Architecture and specifications

The Convo AI Device Kit solution is built on Agora's Media Stream Acceleration (RTSA) or IoT SDK and Conversational AI Engine. RTSA is Agora's RTC client product designed specifically for the IoT industry, providing the real-time communication foundation for voice AI interactions.

Solution architecture

The Convo AI Device Kit solution consists of two main components connected through Agora's Software-Defined Real-Time Network (SDRTN®).

Solution Architecture

Convo AI Device Kit

The hardware device handles local processing including power management, Bluetooth pairing, voice wake-up, OTA updates, and peripheral driver support. It captures audio and video through dedicated modules, encodes the data, and transmits it through RTSA (Real-Time Streaming Acceleration) to Agora's SD-RTN. The device also receives and decodes audio/video responses for playback.
Conversational AI Engine

The cloud service processes the incoming audio and video streams. It has two main components:
- Convo AI Core: Handles AI-powered voice activity detection (VAD), noise reduction, echo cancellation, interruption detection, background voice filtering, and snapshot/frame capture
- Cascade Model: Processes the audio through Speech-to-Text (STT), sends the text to a Large Language Model (LLM), and converts the response back to speech using Text-to-Speech (TTS)

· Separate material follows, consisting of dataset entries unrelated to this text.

PR #1432, opened 2023-05-17
Feature: Variable tags input

znicholasbrown:
Adds a new component to auto-suggest tags for variables; also adds composition for single and plural variable look ups


src/compositions/useVariables.ts
```diff
@@ -0,0 +1,54 @@
...
+  const variablesFilter = computed<[VariablesFilter] | null>(() => {
+    if (!can.read.variable) {
+      return null
+    }
+
+    if (isNullish(filterRef.value)) {
+      return [{}]
+    }
+
+    if (Array.isArray(filterRef.value)) {
```
pleek91, line 30: Nice. I like this. Going to have to use this for the `useFlowRuns` compositions.

pleek91 (approved):
LGTM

The system uses G.711/G.722 audio codecs and MJPEG/H.264 video codecs for efficient real-time transmission between the device and cloud services, enabling low-latency conversational AI interactions.

Hardware architecture

The R1 Kit integrates multiple hardware components to enable multimodal AI interactions:

R1 Kit Hardware

Key components:

Dual-screen LCD/Single touch LCD (optional)
Digital video port
Bi-color LED indicator
Dual-microphone array with solder pads and connectors
Speaker with solder pads and connector
Gyroscope for motion sensing
SD NAND storage
Battery connector for portable power
NFC support
USB-to-UART interface
Reset button and side buttons
Vibration motor (expandable)

Software architecture

The software package provides a complete development framework for building conversational AI applications:

R1 Kit Software

Performance specifications

The Convo AI Device Kit delivers ultra-low latency performance with robust audio processing capabilities across a global network.

Latency
- Conversation latency: As low as 650ms
- Interruption response: As low as 340ms
- Global network end-to-end latency: Median as low as 76ms
Audio processing
- Noise suppression: Filters 95% of environmental noise
- Packet loss resistance: Up to 80% packet loss tolerance
Coverage
- Network coverage: 200+ countries and regions
- Language support: 35+ languages

Hardware specifications

The R1 kit is based on the RiseLink BK7258 chipset and includes open-source hardware and software resources.

Audio capabilities
- Dual-microphone array with local AEC (Acoustic Echo Cancellation) algorithm
- Precise audio capture with echo interference elimination
Visual and sensor capabilities
- Integrated camera for visual recognition
- Gyroscope for motion sensing and gesture control
Power management
- Battery power support
- Deep sleep mode for mobile scenarios
Connectivity
- Bluetooth provisioning
- Wi-Fi 6 support for one-click cloud service connection
Display
- Dual-screen collaborative display
Interaction modes
- Multi-channel input: voice, touchscreen, and gyroscope (gesture/tilt control)
- Custom wake word support
- Real-time continuous conversation
- LLM real-time visual reasoning

Platform compatibility

The Convo AI Device Kit supports various mainstream communication standards and chipsets.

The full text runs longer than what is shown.